▸ INSTRUCTIONS FOR THE TASK
Return a copy of every line in the data below that contains "number".

Saved entries:

%%

PR #3259, opened 2023-12-30
Fix version check

extremeheat:
Now throws
```
Error: Version '1.20.2' is not supported. Latest supported version is '1.20.1'.
    at Client.next (/workspaces/mineflayer/lib/loader.js:121:13)
    at Object.onceWrapper (node:events:628:28)
    at Client.emit (node:events:526:35)
    at /workspaces/mineflayer/node_modules/minecraft-protocol/src/client/autoVersion.js:53:12
    at /workspaces/mineflayer/node_modules/minecraft-protocol/src/ping.js:13:7
    at process.processTicksAndRejections (node:internal/process/task_queues:95:5)
```
on mineflayer attempting to connect to a 1.20.2 server.

A test is possible, but turns out it would require some monkey patching to minecraft-data and nmp as the node-minecraft-protocol version checks are strict.


rom1504:
That fix may work for this particular case

But I think it's not the semantic we want.

I think it makes sense that we explicitly put in version.js the range of versions that are supported. And then this check should make sure the actual server version is in that range.

The reason why I think it should be like this is that presence of the data in Minecraft data or support by nmp is not enough. What's needed is
* The supported versions should have a test of a version later than it
* someone should manually check things are working before including a version in the range of tested versions

I think it's unlikely we will support a non contiguous range in the future so what I would propose is to have something like 
supportedVersionRange: [1.7, 1.20.1] in version.js

And then check this thanks to the >= and <= operators that are defined for versions in node-minecraft-data

rom1504:
Ah actually rereading your code I think it's actually almost implementing what I want

What's missing is
* Checking the version is old not too old
* deciding if we need the supported version range or if tested versions is good enough. Maybe tested versions is indeed better and more explicit

lib/loader.js
```diff
@@ -107,22 +109,21 @@ function createBot (options = {}) {
...
+    const serverPingVersion = bot._client.version
+    bot.registry = require('prismarine-registry')(serverPingVersion)
+    if (!bot.registry?.version) throw new Error(`Server version '${serverPingVersion}' is not supported, no data for version`)
 
-    const latestTestedVersion = testedVersions[testedVersions.length - 1]
-    const latestProtocolVersion = require('prismarine-registry')(latestTestedVersion).protocolVersion
-    if (version.protocolVersion > latestProtocolVersion) {
-      throw new Error(`Version ${version.minecraftVersion} is not supported. Latest supported version is ${latestTestedVersion}.`)
+    const versionData = bot.registry.version
+    if (versionData.version > latestSupportedVersionData.version) {
```
rom1504, line 117: how is that operator working?

lib/version.js
```diff
@@ -1,4 +1,8 @@
+const supportedVersions = ['1.8', '1.9', '1.10', '1.11', '1.12', '1.13', '1.14', '1.15', '1.16', '1.17', '1.18', '1.19', '1.20']
+const testedVersions = ['1.8.8', '1.9.4', '1.10.2', '1.11.2', '1.12.2', '1.13.2', '1.14.4', '1.15.2', '1.16.5', '1.17.1', '1.18.2', '1.19', '1.19.2', '1.19.3', '1.19.4', '1.20.1']
 module.exports = {
-  supportedVersions: ['1.8', '1.9', '1.10', '1.11', '1.12', '1.13', '1.14', '1.15', '1.16', '1.17', '1.18', '1.19', '1.20'],
-  testedVersions: ['1.8.8', '1.9.4', '1.10.2', '1.11.2', '1.12.2', '1.13.2', '1.14.4', '1.15.2', '1.16.5', '1.17.1', '1.18.2', '1.19', '1.19.2', '1.19.3', '1.19.4', '1.20.1']
+  supportedVersions,
+  testedVersions,
+  latestSupportedVersion: testedVersions[testedVersions.length - 1],
+  oldestSupportedVersion: testedVersions[0]
```
extremeheat, line 7: Added these two variables to the versions.js. So if there is a change and tested versions is not the latest supported, it can be set here. Otherwise if needed we can also manually define these instead of being first/last tested versions.

lib/version.js
```diff
@@ -1,4 +1,8 @@
+const supportedVersions = ['1.8', '1.9', '1.10', '1.11', '1.12', '1.13', '1.14', '1.15', '1.16', '1.17', '1.18', '1.19', '1.20']
```
rom1504, line 1: I think we do not use this anymore, so I would remove it

lib/loader.js
extremeheat: versionData is a version object in minecraft-data, https://github.com/PrismarineJS/node-minecraft-data/blob/master/doc/api.md#mcdataversionversion. The `.version` is the protocol version.

lib/version.js
rom1504: that makes sense yeah; but I think we'll keep testing supported versions

rom1504: in fact I suggest we expose these 2 variables in https://github.com/PrismarineJS/mineflayer/blob/master/lib/loader.js#L58 (there and in the doc) and stop exposing supportedVersions

lib/loader.js
rom1504: is that using https://github.com/PrismarineJS/node-minecraft-data/blob/master/index.js#L44 ?

lib/loader.js
```diff
@@ -57,7 +57,7 @@ module.exports = {
   ScoreBoard: require('./scoreboard'),
   BossBar: require('./bossbar'),
   Particle: require('./particle'),
-  supportedVersions,
+  supportedVersions: testedVersions,
```
rom1504, line 60: I think that is not right

we support many more versions than the tested versions

let's expose oldestSupportedVersion and oldestSupportedVersion and stop exposing supportedVersions

it's slightly breaking but I think it should be ok

lib/loader.js
extremeheat: No, those functions check against dataVersion, this check was supposed to check protocol version but the previous logic was wrong

rom1504: I think protocol version is not enough, we should check against the version ordering in minecraft data

sometimes mojang does not increase the protocol version but makes mineflayer-level breaking changes

rom1504: why not use the operators defined in nmd ?

extremeheat: ok, updated to use dataVersion comparison functions in node-mcdata

rom1504:
thanks

rom1504:
maybe we should also adapt the readme to mention the begin and end of the range

PR #3243, opened 2023-12-12
Initial 1.20.2 support

crux153:
This PR adds preliminary support for version 1.20.2.

Before merging this PR, we need PrismarineJS/prismarine-nbt#78 and PrismarineJS/node-minecraft-protocol#1264 to be merged and released.

I have tested that a bot can successfully log in to an offline server and interact with chunks using this patch. But I believe additional testing is necessary.

PR #3262, opened 2023-12-30
Minecraft 1.20.2 support

rom1504:
migrated from https://github.com/PrismarineJS/mineflayer/pull/3243


lib/plugins/entities.js
```diff
@@ -212,6 +213,14 @@ function inject (bot) {
     entity.yaw = conv.fromNotchianYawByte(packet.yaw)
     entity.pitch = conv.fromNotchianPitchByte(packet.pitch)
     entity.objectData = packet.objectData
+
+    if (entity.type === 'player') {
```
rom1504, line 217: that looks pretty suspicious, not sure if it's right

wgaylord: I suspect it is correct based on existing code using the opposite condition. https://github.com/PrismarineJS/mineflayer/blob/master/lib/plugins/entities.js#L42

Not sure if what its being used for is correct tho.

wgaylord:
I think the only thing left is to fix what ever is breaking the External Bed and Elytra tests. Then fix the Internal tests since they are all totally failing.

wgaylord:
Found https://github.com/PrismarineJS/minecraft-data/issues/817 to be why both the External Bed and Elytra tests are failing

lib/plugins/entities.js
extremeheat: named_entity_spawn was removed, so players spawn with the generic spawn_entity packet. However there are alot of unhandled fields that are not currently accounted for - https://github.com/PrismarineJS/mineflayer/blob/a0a577763d08f44494669793f8f4a2f8b2d58e0f/lib/plugins/entities.js#L132

wgaylord:
okay, so the major thing stopping this is changes to the entity spawning packet in both Mineflayer and in the internal tests
https://github.com/PrismarineJS/mineflayer/blob/mc-1.20.2/lib/plugins/entities.js#L132-L157 is how we used to handle player spawns. For 1.20.2+ players spawn using the same as other mobs, partially implemented here https://github.com/PrismarineJS/mineflayer/blob/mc-1.20.2/lib/plugins/entities.js#L196-L224 We need to fill out the rest of the fields for the player.

This same sort of change needs to happen on in the integral tests based on version.  Where https://github.com/PrismarineJS/mineflayer/blob/mc-1.20.2/test/internalTest.js#L635-L647 and https://github.com/PrismarineJS/mineflayer/blob/mc-1.20.2/test/internalTest.js#L700-L712 need to be setup so if we are not 1.20.2+ they are used and if we are 1.20.2+ something like https://github.com/PrismarineJS/mineflayer/blob/mc-1.20.2/test/internalTest.js#L786-L800 is used (of course with the correct values.)

rom1504:
@wgaylord anything unclear about it or you just need to do it?

wgaylord:
Mostly just need to do it, wanted to document exactly what was still needed, incase I don't get the time to work on it.

extremeheat:
Ok, should be passing now. Required changes were:

* server.on `login` (packet) -> `playerJoin` (nmp event) to handle play state
* named_entity_spawn is now done with spawn_entity packet
* dimension codec is sent outside login packet now (before play state)

test/internalTest.js
```diff
@@ -632,17 +632,34 @@ for (const supportedVersion of mineflayer.testedVersions) {
...
-            playerUUID: '1-2-3-4',
-            x: 1,
-            y: 2,
-            z: 3,
-            yaw: 0,
-            pitch: 0,
-            currentItem: -1,
-            metadata: []
-          })
+          if (bot.registry.version['>=']('1.20.2')) {
```
rom1504, line 635: would be good to make that a feature

rom1504:
great

test/internalTest.js
extremeheat: done, looks like removing dupe https://github.com/PrismarineJS/minecraft-data/commit/587a1341c83ef4fc1cf3353d35b09435a11f8217 caused range to be incorrect, just fixed that

rom1504:
Remaining here, test some examples manually
* [ ] Inventory.js
* [ ] digger
* [ ] chest
* [ ] check previous PRs

rom1504:
I tested digger, chest, inventory, jumper, viewer and pathfinder, all working

PR #3263, opened 2023-12-30
Add Chunk Batch support

wgaylord:
Adds support for 1.20.2 chunk batches.

### DIFF
--- a/lib/plugins/blocks.js
+++ b/lib/plugins/blocks.js
@@ -274,7 +274,7 @@ function inject (bot, { version, storageBuilder, hideErrors }) {
   })
 
   bot._client.on('chunk_batch_finished', (packet) => {
-    let chunkPerMill = packet.batchSize / (Date.now() - chunkBatchStartTime) // Get chunks per millisecond
+    const chunkPerMill = packet.batchSize / (Date.now() - chunkBatchStartTime) // Get chunks per millisecond
     bot._client.write('chunk_batch_received', {
       chunksPerTick: 25 / chunkPerMill
     })
--- a/lib/plugins/blocks.js
+++ b/lib/plugins/blocks.js
@@ -278,9 +278,9 @@ function inject (bot, { version, storageBuilder, hideErrors }) {
   })
 
   bot._client.on('chunk_batch_finished', (packet) => {
-    const MilliPerChunk = (Date.now() - chunkBatchStartTime) / packet.batchSize // Gets millisecond per chunk
-    const ClampedMilliPerChunk = Math.min(Math.max(MilliPerChunk, weightedAverage / 3.0), weightedAverage * 3.0) // Prevents the MilliPerChunk from being hugely different then the average.
-    weightedAverage = ((weightedAverage * oldSampleWeight) + ClampedMilliPerChunk) / (oldSampleWeight + 1)
+    const milliPerChunk = (Date.now() - chunkBatchStartTime) / packet.batchSize // Gets millisecond per chunk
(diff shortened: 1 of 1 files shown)


lib/plugins/blocks.js
```diff
@@ -268,6 +268,17 @@ function inject (bot, { version, storageBuilder, hideErrors }) {
     }
   })
 
+  let chunkBatchStartTime = 0
+  bot._client.on('chunk_batch_start', (packet) => {
+    chunkBatchStartTime = Date.now()
+  })
+
+  bot._client.on('chunk_batch_finished', (packet) => {
```
rom1504, line 276: can you add a comment explaining what is the purpose of this system ?

lib/plugins/blocks.js
```diff
@@ -268,6 +268,19 @@ function inject (bot, { version, storageBuilder, hideErrors }) {
...
+  // Chunk batches are used by the server to throttle the chunks per tick for players based on their connection speed.
+  let chunkBatchStartTime = 0
+  bot._client.on('chunk_batch_start', (packet) => {
+    chunkBatchStartTime = Date.now()
+  })
+
+  bot._client.on('chunk_batch_finished', (packet) => {
+    const chunkPerMill = packet.batchSize / (Date.now() - chunkBatchStartTime) // Get chunks per millisecond
+    bot._client.write('chunk_batch_received', {
+      chunksPerTick: 25 / chunkPerMill
```
rom1504, line 281: what is 25 ?

wgaylord: A constant the client uses in that calculation.

rom1504: do you know why?

rom1504: / what is the source of this ?

wgaylord: Well, now I feel dumb and have learned to always double check wiki.vg's info since there is a good chance it could be wrong or slightly incorrect. 

Normal client uses this insanity to get its chunksPerTick.  

https://github.com/extremeheat/extracted_minecraft_data/blob/client1.20.2/client/net/minecraft/client/multiplayer/ChunkBatchSizeCalculator.java 

While the input to the onBatchFinished is the batchsize.  No sure where someone got the 25 from and put it on wiki.vg going to probably correct that information later.

lib/plugins/blocks.js
wgaylord: Added a comment and comments each part of the calculation now that I am doing it correctly.

lib/plugins/blocks.js
wgaylord: Updated to used the same calculation as 1.20.2 Vanilla client uses.  (Although converted to millisecond instead of the nanoseconds they use.)

lib/plugins/blocks.js
```diff
@@ -268,6 +268,24 @@ function inject (bot, { version, storageBuilder, hideErrors }) {
...
+  let chunkBatchStartTime = 0
+  let weightedAverage = 2 // The Vanilla client uses nano seconds with its weighted average starting at 2000000 converted to milliseconds that is 2
+  let oldSampleWeight = 1 // This is used for keeping track of the weight of the old average when updating it.
+
+  bot._client.on('chunk_batch_start', (packet) => {
+    chunkBatchStartTime = Date.now() // Get the time the chunk batch is starting.
+  })
+
+  bot._client.on('chunk_batch_finished', (packet) => {
+    const MilliPerChunk = (Date.now() - chunkBatchStartTime) / packet.batchSize // Gets millisecond per chunk
```
rom1504, line 281: Should start variable named with lower case

wgaylord: I will fix that when I get home, surprised the linter didnt carch that.

wgaylord: Both now start with lower case

PR #3264, opened 2023-12-30
Make explicit supported versions in readme

rom1504:


rom1504:
what do you think @extremeheat ?

PR #3277, opened 2024-01-05
fix types: Add `maxCatchupTicks`, improve `supportFeature` typing

zardoy:


index.d.ts
```diff
@@ -26,6 +27,8 @@ export interface BotOptions extends ClientOptions {
   difficulty?: number
   chatLengthLimit?: number
   physicsEnabled?: boolean
+  /** @default 4 */
+  maxCatchupTicks?: number
```
zardoy, line 31: fyi will be using 0 in p web client because of timer issues in browsers

PR #3279, opened 2024-01-08
Update recommended Node.js version

Nyaasu66:
Correct recommended Node.js version in README and `package.json` to reduce misunderstandings.


Nyaasu66:
According to this line of code:
https://github.com/PrismarineJS/mineflayer/blob/3a6ce543b4ba8a3d0f55777670d142968af14571/index.js#L3C84-L3C84
The recommended version number of Node.js should be upgraded to 18.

%%

▸ TASK SOLUTION
   difficulty?: number
   chatLengthLimit?: number
+  maxCatchupTicks?: number
The recommended version number of Node.js should be upgraded to 18.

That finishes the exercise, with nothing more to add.